Mapa 174.

Hace mes y medio se presentó un trabajo llamado Mapa 174. No he encontrado referencia en Salamanca al mismo, aunque sí en otras provincias y algunos medios con edición regional. Según su nota de prensaLa Red de Áreas Escasamente Pobladas del Sur de Europa (SSPA) ha presentado el ‘Mapa 174. Zonificación de los municipios españoles sujetos a desventajas demográficas graves y permanentes’. Trabajo donde se implicaron entidades empresariales de las provincias de Soria, Cuenca y Teruel, las más afectadas.

El Mapa 174 ha sido realizado por geógrafos de la Red SSPA y el Departamento de Geografía y Ordenación del Territorio de la Universidad de Zaragoza. Al amparo de pautas europeas, como el Tratado de Lisboa de 2007, “la Red SSPA persigue aportar al debate sobre la despoblación una herramienta que mejore el diagnóstico territorial de cara a la aplicación de las políticas y medidas concretas que han de revertir la preocupante crisis demográfica y socioeconómica que afecta a una parte importante de la España rural de interior.

El debate sobre despoblación, y envejecimiento, tiene lustros para algunos. Otros parecen haber aterrizado hace poco, y luego están los que tanto aman a España, pero menos a los españoles. Incluso la discusión sobre desigualdad fiscal por territorios, relanzada estos días, tampoco es ajena a ello. Los autores del Mapa apuntan “Sin una presencia suficiente de población en el medio rural, amenazas como la pérdida de biodiversidad, las oportunidades de frenar el cambio climático o la necesaria conservación y gestión eficiente de recursos fundamentales como el agua, quedan en entredicho, y este es un problema de todos, también de los habitantes de las ciudades”.
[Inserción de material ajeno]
PR #121, opened 2019-04-21
Add multi selector

Mmduh-483:
Provides the end user to create more filtering options


README.md
```diff
@@ -145,20 +145,27 @@ This plugin creates device plugin endpoints based on the configurations given in
...
+            "selectors": [
+                {
+                    "vendors": ["8086"],
+                    "devices": ["154c", "10ed"],
+                    "drivers": ["vfio-pci"]
+                },
+                {
+                    "vendors": ["15b3"],
+                    "devices": ["1014"],
+                    "drivers": ["mlx5_core"]
```
zshi-redhat: nit. Although this won't cause any issue with above configuration (using ``mlx5_core`` under ``intel_sriov_dpdk`` resourcename), it might be worth changing it to intel kernel driver like ``i40evf``;  and we could add ``mlx5_core`` driver in the first example with mlx_sriov as the resource name:
```
{
    "resourceList": [{
	            "resourceName": "mlx_sriov",
	            "selectors": [{
	                "vendors": ["15b3"],
	                "devices": ["1014"],
	                "drivers": ["mlx5_core"]
	            }]
	        },
                {
	            "resourceName": "intel_sriov",
                    "selectors": [
	                {
	                    "vendors": ["8086"],
	                    "devices": ["154c", "10ed"],
	                    "drivers": ["vfio-pci"]
	                },
	                {
	                    "vendors": ["8086"],
	                    "devices": ["154c"],
	                    "drivers": ["i40evf"]
                       }
	            ]
                }
	    ]
}
...

```

Mmduh-483: fixed

README.md
```diff
@@ -144,21 +144,28 @@ This plugin creates device plugin endpoints based on the configurations given in
...
+                    "devices": ["154c", "10ed"],
+                    "drivers": ["vfio-pci"]
+                },
+                {
+                    "vendors": ["8086"],
+                    "devices": ["154c"],
+                    "drivers": ["i40evf"]
+                }
+            ]
+       }
```
ahalim-intel: This approach will process same filters multiple times. For example, the "driver" filter already support multiple driver names can can be processed in one go. And by introducing selector lists we are essentially filtering them all over again. A lot of redundant processing. As we add new filters this can be expensive and complicated in future. Since the intent is to allow multiple vendor/device combination in a resource pool what about we introduce something like a vendorDevice struct instead?

Let me show you an example below:

```
{
    "resourceName": "intel_sriov",
    "selectors": [
        {
            "vendorDevice": [
            	{"vendorID": "8086", "deviceID": "154c"},
            	{"vendorID": "8086", "deviceID": "10ed" },
            	{"vendorID": "15b3", "deviceID": "1014" },
            ],
            "drivers": ["i40evf", "ixgbevf", mlx5_core" ]
        },
    ]
}
```
The above configuration will replace "vendor" and "device" selectors introduce a new struct combining them. With this approach the deviceID could be omitted. If deviceID is not present in a vendorDevice entry then this selector will match devices with only vendorID.

```
type VendorDevice struct {
	VendorID string `json:"vendorID"`
	DeviceID string `json:"deviceID,omitempty"`
}
```
Let me know what do you think about the above approach instead. Will that cover your use-cases?

Mmduh-483: I agree with you to exclude the drivers out of the multi selector, but is it guaranteed that the drivers' names' will never be similar between 2 vendors? or even 2 devices? we may need to use a specific driver with some devices id because others may be incompatible or having issues like:

vendor: A
device: d1, d2
drivers: dr1, dr2
and after some time the support for driver dr2 got deprecated for d1 or even have an issue or a bug, this case is not covered in your approach, another approach may be for testing specific drivers compatibility. 

In case we have one vendor with many devices, let's say 5 devices, the in the configuration's file is something like:
```
{
    "resourceName": "sriov",
    "selectors": {
            "vendorDevice": [
            	{"vendorID": "1234", "deviceID": "1"},
            	{"vendorID": "1234", "deviceID": "2" },
            	{"vendorID": "1234", "deviceID": "3" },
                {"vendorID": "1234", "deviceID": "4"},
            	{"vendorID": "1234", "deviceID": "5" }
            ],
            "drivers": ["a", "b", "c" ]
        }
}
```
this is not something the user may like.

Also, you are overlapping the filters for the vendors and the devices, to check if the device is in the white list, you need to check for the vendor and the device's id in the same filter, so you are doing a full loop for the vendors and devices in the white list for each device and this is the same complexity as now.

Mmduh-483:
@ahalim-intel is there any comments for this PR?

README.md
ahalim-intel: @Mmduh-483 
The "drivers" is just an example, any other filter we may introduce in future will face similar consequences. The "vendorDevice" is not ideal solution either - it's just a quick thought on handling multiple vendor+device combos in same resource pool.

> vendor: A
device: d1, d2
drivers: dr1, dr2
and after some time the support for driver dr2 got deprecated for d1 or even have an issue or a bug, this case is not covered in your approach, another approach may be for testing specific drivers compatibility.

If a driver is not supported or does not exist that should not cause any problem. We need to remember the order of device filter evaluation important here. Each filter will narrow down the device list for the next. Any device that do not match filter simply wont be included for that pool.

IMHO, current implementation can aleady handle the multi vendor+device without much issues. We can just simply add correct vendor ids, device ids that we wish to add into a pool. Only concern of a device ids overlapping with other vendors maybe an issue. But so far I haven't seen any common device id's for supported SR-IOV NIC's yet. If this becomes an issue then it's better to handle with a tuple like struct as shown with "vendorDevice" with additional repetition of same vendors for different devices.  But this will limit the repetition for vendor and devices only, not for other filters. 

Maybe I am not getting the true intention of the PR. Are we just trying to facilitate different vendor+devices in a pool? OR to be able to create a pool with devices that meets any of the listed "selector" group? i.e. "selector group 1" OR "selector group 2" OR "selector group 3" Or ... so on and evaluates all selectors that in the group?

PR #122, opened 2019-04-21
Add filtering By PF Names

Mmduh-483:
Filtering the resources by the PF device name

### DIFF
--- a/README.md
+++ b/README.md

Casi todas las imágenes acompañando este texto son un resumen del Mapa. Es indudable que alguien siempre está peor, las provincias de Soria, Cuenca y Teruel en este caso. Pero Salamanca, y Castilla y León, no pueden ser ajenos a los resultados de un trabajo como este. Por si no se recuerda, el Pleno de las Cortes regionales aprobó el 11 de octubre de 2005 una “Estrategia de Lucha contra la Despoblación”. En 2009 el Presidente de la Junta de Castilla y León se compromete a dar un nuevo impulso a estas políticas, apareciendo así la “Agenda para la población de Castilla y León 2010-2020”, modificando el enfoque y cambiando la metodología. A la luz de la evolución de los datos demográficos, como los utilizados en el propio Mapa 174 (de 2018), el problema tiende a empeorar. Uno de los autores del Mapa señala “para impulsar el desarrollo socioeconómico del conjunto de un territorio es imprescindible que éste cuente con un mínimo de poblaciones con un cierto grado de vigor demográfico, social y económico capaz de irradiar oportunidades de futuro a las localidades más pequeñas de su entorno inmediato.”

La solución no está solo en nuestras manos. Y España parece haber desistido de afrontar en serio la ordenación del territorio de todo el país, como las políticas que inciden en él. Por poner el ejemplo de estos días de Madrid, hay algún otro, al desertar de la solidaridad interterritorial al amparo de una supuesta libertad ultraliberal, sumado a su privilegiado status de capitalidad de la nación, pone en peligro la cohesión del país y su futuro.

La competitividad torticera de unos supone, lógicamente, pérdida de atractivo de quienes ya están lastrados por décadas de abandono. Y las grandes infraestructuras, cuando por fin llegan, no siempre lo hacen a tiempo (o sirven) para revertir ese contexto. Sin políticas de discriminación positiva para correjirlo, la situación terminará siendo irreversible. ¿Seguirá basándose el debate político en estupideces, o por fin se pondrán TODOS a trabajar para corregir problemas de verdad? La Constitución da pistas claras para seguir este camino, quizás deberían leerla.

El Ministerio para la transición ecológica y el reto demográfico tiene una interesante web con datos, esperando a ser útiles.